En ella, el director sitúa la cámara a la altura de los ojos de un niño de cuatro años, Kun, que ve cómo su pequeño microcosmos se tambalea ante la llegada de su hermanita recién nacida, Mirai. Sus padres se encuentran desbordados por las circunstancias y su atención se centra en la pequeña, lo que provocará en él un inevitable sentimiento de abandono. El director nos muestra con una precisión elocuente el caos que genera la llegada de un bebé en el ámbito doméstico y apuesta por la participación del hombre en las tareas del hogar, generando comicidad a través de su incompetencia.

Al igual que los adultos deben prepararse para ser padres, también los niños deben aprender a ser hijos. Es un proceso que no suele retratar ninguna película porque resulta muy difícil de capturar. Y quizás por eso resulta tan especial este relato en el que el pequeño Kun deberá enfrentarse de forma directa a sus miedos e inseguridades para deshacerse de sus traumas y empezar así una nueva etapa vital. Como ocurre en todas las películas de Hosoda, esto lo conseguirá a través de la fantasía, que no se mostrará, como suele ser habitual, como un refugio donde esconderse de la realidad, sino como un espacio de conocimiento y de aprendizaje. 

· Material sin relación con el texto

PR #831, opened 2022-05-06
[CS-3757] Updates Notice banner with new style

oidoug:
### Description

PR updates Notice and ServiceStatusNotice components with new styles for when there's an onPress action present.

It also changes the radius to match the ones on our designs.

- [x] Completes #(CS-3757)

### Checklist

### Screenshots

Screenshot

Screenshot


danibonilha (approved):
LGTM, although the white text on the red background seems a bit odd

oidoug:
Yes, black text looks better, but it's a bit less visible.
We only have designs for the yellow warning banner, and we're only using that for now.

Screenshot

PR #833, opened 2022-05-09
[CS-3729] Fixes gesture transparency issue on android

oidoug:
### Description

PR adds a workaround for an Android issue with gestures being relayed on modals that are fully transparent. It adds a tiny bit of black to the background so the view can capture touches.

- [x] Completes #(CS-3729)

### Checklist

### Screenshots

https://user-images.githubusercontent.com/129619/167418610-050d5911-9f36-488b-a5f8-5452e858f0f3.mp4

### DIFF
--- a/cardstack/src/navigation/screens.ts
+++ b/cardstack/src/navigation/screens.ts
@@ -74,7 +74,6 @@ const nativeStackiOSLoadingConfig = {
   transitionDuration: 0,
   onWillDismiss: null,
   dismissable: false,
-  gesturedEnabled: false,
 };
 
 // Shareable component,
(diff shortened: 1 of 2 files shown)


cardstack/src/navigation/screens.ts
```diff
@@ -74,7 +74,6 @@ const nativeStackiOSLoadingConfig = {
   transitionDuration: 0,
   onWillDismiss: null,
   dismissable: false,
-  gesturedEnabled: false,
 };
```
danibonilha: nit: We can delete this `nativeStackiOSLoadingConfig`  since the new nav doesn't use the Native navigator anymore and leave the `LoadingOverlay` just on the mainScreens

danibonilha (approved):
LGTM, just a nit we can take leverage

PR #834, opened 2022-05-10
[CS-3843] Ethersproject library refactor in favor of ethers

oidoug:
### Description

This PR refactors uses of `ethersprojects` in favor of `ethers` parent module so we don't get submodule's version mismatch issues anymore. `ethers` installed version is now `5.6.4`, same as SDK's.

- [x] Completes #(CS-3843)


danibonilha (approved):
LGTM, great cleanup!

lukemelia (approved):

PR #835, opened 2022-05-10
[CS-3817]: Use authenticated rates and fix token refresh

danibonilha:
### Description
This PR adds the token to the exchange rate api call that was merged [here](https://github.com/cardstack/cardstack/pull/2944), and I noticed the token was never being removed, bc it's added with an id and a key, and the removal was key only.

## UPDATE
- Removes SPD filtering, depends on [PR on the sdk](https://github.com/cardstack/cardstack/pull/2949)


cardstack/src/services/hub/hub-api.ts
```diff
@@ -63,14 +63,7 @@ export const hubApi = createApi({
     }),
     getExchangeRates: builder.query<Record<NativeCurrency, number>, void>({
       query: () => routes.exchangeRates,
-      extraOptions: { authenticate: false },
-      transformResponse: ({
-        data: {
-          attributes: { rates },
-        },
-      }) => {
-        return { ...rates, SPD: 100 };
```
lukemelia, line 72: Why was { SPD: 100 } there before, and why was it removed?

danibonilha: We don't use spend as currency on the wallet anymore, and every conversion of spend we need, we use sdk methods to be more reliable.

lukemelia: 👍

oidoug (approved):
LGTM

PR #836, opened 2022-05-10
[CS-3428]: Fix rewards crash on mainnet

danibonilha:
### Description

Skips layer2 calls if it's on Layer1

Simulator Screen Recording - iPhone SE (3rd generation) - 2022-05-10 at 16 02 00


lukemelia (approved):
I think this is fine for a fix. It would be good to find a model for layer1/2 conditional checks that is more about asking if the current network has a particular feature/capability rather than sprinkling these layer1/2 checks everywhere

PR #839, opened 2022-05-12
[Refactor]: Remove tabFeature flag and delete dead code 

danibonilha:
### Description

This PR removes the tabBar context and makes the tab as default, by committing to the new nav, multiple components and files were removed.
- Migrates `react-navigation/core` to `react-navigation/native`
- Deletes old Profile, wallet, addCash, exchange screens along side components  those screens used
- Migrates useful navigation utils to cardstack side 
- Simplify routes and delete old navigators

There's still code to be removed, but it's best to split into smaller PRs so it's easier to review.

This will only be merged after cutting this sprint release


src/components/sheet/SlackSheet.js
```diff
@@ -16,7 +17,6 @@ import SheetHandleFixedToTop, {
 } from './SheetHandleFixedToTop';
 import { Container } from '@cardstack/components';
 import { useDimensions } from '@rainbow-me/hooks';
-import { useNavigation } from '@rainbow-me/navigation';
 import { position } from '@rainbow-me/styles';
 
 const { event } = Animated;
```
oidoug, line 22: I just added a ticket for removing SlackSheet, I don't think it's needed anymore now that we have the more generic Sheet:

https://linear.app/cardstack/issue/CS-3887/[debt]-refactor-out-slacksheet-in-favor-of-newer-sheet-component

oidoug (approved):
Amazing work ✨
Massive!

src/components/sheet/SlackSheet.js
danibonilha: Thanks!

PR #840, opened 2022-05-13
[CS-3762] Firebase Remote Config setup

oidoug:
### Description

This PR adds Firebase's Remote Config packages and Analytics (without Ad ID tracking) and implementation for fetching a few config properties.

- New remote-config-service that handles fetching firebase's remote configs;
- Adds hook for tracking remote config loading state;
- Refactors App's requirements check to a sep. component;
- Removes firebase function calls since they are no longer needed.

- [x] Completes #(CS-3762)


package.json
```diff
@@ -61,8 +61,10 @@
     "@react-native-community/clipboard": "git+https://github.com/gnardini/clipboard#01d1c13",
     "@react-native-community/masked-view": "^0.1.5",
     "@react-native-community/netinfo": "^6.1.0",
+    "@react-native-firebase/analytics": "^14.9.3",
```
danibonilha, line 64: is the analytics package required to have remote config working ?

package.json
```diff
@@ -61,8 +61,10 @@
...
     "@react-native-firebase/app": "^12.1.0",
     "@react-native-firebase/messaging": "^12.1.0",
+    "@react-native-firebase/remote-config": "^14.9.3",
     "@react-navigation/bottom-tabs": "^5.x",
```
danibonilha, line 68: We need to  follow the same version of the other packages, to avoid these warnings

image

cardstack/src/services/remote-config/remote-config-service.ts
```diff
@@ -0,0 +1,33 @@
+import remoteConfig from '@react-native-firebase/remote-config';
+
+import remoteConfigDefaults from './remote_config_defaults.json';
+
+const CACHE_INTERVAL_MILLIS = 3600; // 3600000ms == 1 hr.
+
+export enum ConfigKey {
+  requiredMinimumVersion = 'requiredMinimumVersion',
+  maintenanceStatus = 'maintenanceStatus',
+  appReviewFeature = 'appReviewFeature',
```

Así, Kun, irá encontrándose con diversos miembros de su familia en distintas etapas de su vida: con su hermana pequeña ya convertida en adolescente, con su bisabuelo cuando era joven, con su perro trasformado en humano… viajará en el tiempo, del pasado al futuro, se introducirá en sus pesadillas y de cada uno de estos episodios extraerá una enseñanza. Así, irá configurando lo que será el germen de su personalidad, mientras desbloquea herramientas tan importantes como gestionar los sentimientos, conocer los límites y alcanzar una cierta independencia emocional que lo acerque cada vez más al mundo de los adultos. 

En esta ocasión, el director se muestra más esencial y minimalista que nunca a la hora de plasmar este camino de aprendizaje a través de la imaginación. En anteriores películas en las que había planteado un mecanismo similar, como es el caso de El niño y la bestia, la trama resultaba demasiado alambicada y había un exceso de imaginería visual. Aquí, el mundo real y el fantástico se encuentran unidos a través de estampas cotidianas, de forma que el costumbrismo se une a la imaginación de la forma más armónica posible. 

Mamoru Hosoda se formó en la rama de animación del estudio Tohei, pero en 2005 se estableció en la factoría Madhouse, la misma que albergó al último gran visionario de la animación reciente, el tristemente fallecido como solo 46 años Satoshi Kon. Precisamente parte de ese legado, lo recogió Hosoda en Summer Wars (2009), su película más exuberante a nivel formal, la más compleja y abstracta, en la que el mundo virtual luchaba por tomar el control del real a través de un virus informático que atacaba una hipotética red social a la que toda la humanidad se encontraba conectada. Conceptualmente muy elaborada y visualmente desbordante, la película supuso un punto de inflexión en su carrera y entre todas esas capas de lectura, emergía un mensaje muy claro en torno a la identidad de Japón y el enfrentamiento entre las tradiciones sobre las que se había asentado el país y el miedo a las nuevas tecnologías como forma de perder su idiosincrasia.


Tras esta aventura crearía su propio estudio de animación Studio Chizu junto a Yûichirô Saitô en las labores de producción, de donde parte Wolf Children (Los niños lobo), una preciosa fábula, más clásica en su concepción, de trazo poético y refinado repleta de lirismo, espiritualidad y amor por la naturaleza, y El niño y la bestia, que se convirtió en la primera película de animación en participar en la Sección Oficial del Festival de San Sebastián.

Con Mirai, mi hermana pequeña, el director alcanza la depuración formal y convierte a esta fábula de aprendizaje en una delicada historia sobre los miedos infantiles que arrastramos a nuestra edad adulta.